Output the entries that follow, word for word.

====== WORKING DATA ======

PR #326, opened 2023-09-04
Add support for NonNull function attribute

GuillaumeGomez:
Based on https://github.com/antoyo/gcc/pull/28 and on https://github.com/antoyo/gccjit.rs/pull/23.

### DIFF
--- a/src/abi.rs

======

RESULT OF THE EXERCISE —
PR #326, opened 2023-09-04
Add support for NonNull function attribute

GuillaumeGomez:
Based on https://github.com/antoyo/gcc/pull/28 and on https://github.com/antoyo/gccjit.rs/pull/23.

### DIFF
--- a/src/abi.rs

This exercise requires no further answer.